Let $n = e^x$. Note that as $n \rightarrow \infty$, we also have $x \rightarrow \infty$. Hence, $$\lim_{n \rightarrow \infty} \frac{\sqrt{n}}{\log(n)} = \lim_{x \rightarrow \infty} \frac{\exp(x/2)}{x}$$ Note that $\displaystyle \exp(y) > \frac{y^2}{2}$, $\forall y > 0$ (Why?). Hence, we have that $$\lim_{n \rightarrow \infty} \frac{\sqrt{n}}{\log(n)} = \lim_{x \rightarrow \infty} \frac{\exp(x/2)}{x} \geq \lim_{x \rightarrow \infty} \frac{\frac{x^2}{8}}{x} = \lim_{x \rightarrow \infty} \frac{x}{8} = \infty$$

Solution 2:

Let $a(n) = \frac{\sqrt{n}}{\log(n)}$. We want to show that $a(n)$ grows arbitrarily large.

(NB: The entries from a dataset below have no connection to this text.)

Issue #8844, opened 2018-03-07
Launch timeout on iPhone 6 Plus


koke:
We've had some reports of the app crashing right after launch, and inspecting the user's crash reports it looks like it's timing out and being killed:

```
Exception Type:  EXC_CRASH (SIGKILL)
Exception Codes: 0x0000000000000000, 0x0000000000000000
Exception Note:  EXC_CORPSE_NOTIFY
Termination Reason: Namespace SPRINGBOARD, Code 0x8badf00d
Termination Description: SPRINGBOARD, scene-create watchdog transgression: org.wordpress exhausted CPU time allowance of 4.31 seconds |  | Elapsed total CPU time (seconds): 23.710 (user 23.710, system 0.000), 100% CPU | Elapsed application CPU time (seconds): 5.314, 22% CPU | 
```

The stack traces are all different but somewhere inside the launch sequence.

gemmagarner:
Reported in 1030062-zen (iPhone 6s, iOS 10.2).

gemmagarner:
Reported in 1040635-zen (iPhone 7, iOS 11.2)

gemmagarner:
1040782-zen (iPhone 6, iOS 11.1)

koke:
Tagging for groundskeeper rotation. I know it's hard to work on this since we can't reproduce consistently, but let's try something:
- Investigate if we can get metrics of the amount of timeouts on launch (I'm not sure Fabric's crash count is including this).
- Profile the startup sequence and make sure only what is essential is blocking the app launch.
- If there are no clear solutions, let's document what's happening on launch and why it can't be deferred.

brucea8c:
I checked in with the user in 1040635-zen and she reported that the problem is no longer happening.

designsimply:
Because the original issue was filed over a year ago with no new reports for ~1y and at least one report saying the problem is no longer happening, I'm asking that a Groundskeeper please investigate following @koke's notes and report what you find. Please close the issue if it is no longer actionable based on the findings.

jklausa:
I tried to reproduce it for few hours today but came up empty-handed — I think I'm not well-versed enough in Core Data to handle this.

@astralbodies — would you be able to take a quick peek somewhere this week to maybe point me in the right direction? I _think_ the code is doing all the right things when it comes to handling concurrency, but I feel like I'm in over my head.

jklausa:
[...]

PR #11559, opened 2019-04-25
Podfile: Link all non shared pods as static frameworks to reduce pre-main launch time

jtreanor:
## Description

Currently, all of our CocoaPods dependencies are loaded as dynamic frameworks. Consequently, the app currently loads 44 non-system dynamic frameworks on launch. It is well documented that loading a large number of dynamic frameworks can slow down the time it takes to launch an app (see https://github.com/artsy/eigen/issues/586).

This moves most of the pods we use to be loaded as static frameworks (supported since [CocoaPods 1.5](http://blog.cocoapods.org/CocoaPods-1.5.0/)). It does not make all pods static as that would cause duplicate symbols with `WordPressComStatsiOS`. It reduces the number of non-system dynamic frameworks loaded on launch to 16. I suspect some of the pods could be removed from `WordPressComStatsiOS` to reduce this more.

In my testing, the difference is much more noticeable on older devices. I have tested on an iPhone XS and an iPhone 6. The first launch after install or boot is the slowest. Frameworks can be cached on subsequent launches.

Possibly related to https://github.com/wordpress-mobile/WordPress-iOS/issues/8844.

## Benchmarks

The following was measured with `DYLD_PRINT_STATISTICS` on an iPhone 6 running iOS 12.0.

### Before

```
Total pre-main time: 1.8 seconds (100.0%)
         dylib loading time: 1.4 seconds (78.5%)
        rebase/binding time:  89.79 milliseconds (4.8%)
            ObjC setup time:  98.66 milliseconds (5.2%)
           initializer time: 211.11 milliseconds (11.3%)
           slowest intializers :
             libSystem.B.dylib :   8.72 milliseconds (0.4%)
                         React : 299.66 milliseconds (16.0%)
```

### After

```
Total pre-main time: 1.2 seconds (100.0%)
         dylib loading time: 825.39 milliseconds (66.8%)
        rebase/binding time:  79.56 milliseconds (6.4%)
            ObjC setup time: 167.34 milliseconds (13.5%)
           initializer time: 163.08 milliseconds (13.1%)
           slowest intializers :
             libSystem.B.dylib :   7.68 milliseconds (0.6%)
                     WordPress : 251.09 milliseconds (20.3%)
```

## Testing

A smoke test of the app should confirm that this change is working correctly. Since pods are loaded statically the most likely thing to go wrong would be incorrect loading of resources (e.g. images missing from UI).

Update release notes:


Podfile
```diff
@@ -273,3 +273,28 @@ target 'WordPressScreenshotGeneration' do
...
+          dynamic << pod
+          next
+        end
+        static << pod
+        def pod.static_framework?;
+          true
+        end
+    end
+    puts "Installing #{static.count} pods as static frameworks"
+    puts "Installing #{dynamic.count} pods as dynamic frameworks"
```
frosty: Nice touch! :)

PR #11560, opened 2019-04-25
Remove unused View-related classes

shiki:
I have found that these classes are no longer referenced in the code or in xib/storyboard files. 

## Testing

1. Validate that tests pass.
2. Please test for possible regressions. 

## Release Notes


WordPress/Classes/ViewRelated/Cells/WPReusableTableViewCells.swift
```diff
@@ -76,16 +76,6 @@ class WPTableViewCellValue1: WPReusableTableViewCell {
     }
 }
 
-class WPTableViewCellValue2: WPReusableTableViewCell {
```
frosty: I'd be tempted to leave this one here – the idea I think is that that there's a WPTableViewCell style available to match each of the standard table view cell styles (and it's only a short snippet).

shiki: Makes sense. Restored in 8bc8597c9b0bab4f886a9a066d2462d2b210c459.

$a(n^2) = \frac{n}{2\log(n)}$ so $\frac{a(n^2)}{a(n)} = \frac{\sqrt{n}}{2}$, so, for $n >16$, $\frac{a(n^2)}{a(n)} > 2$.

Iterating or inducting or multiplying, $\frac{a(n^{2^k})}{a(n)} > 2^k$, so $a(n)$ gets arbitrarily large.

Solution 3:

The hypotheses for l'Hopital are met, so why not try it and see?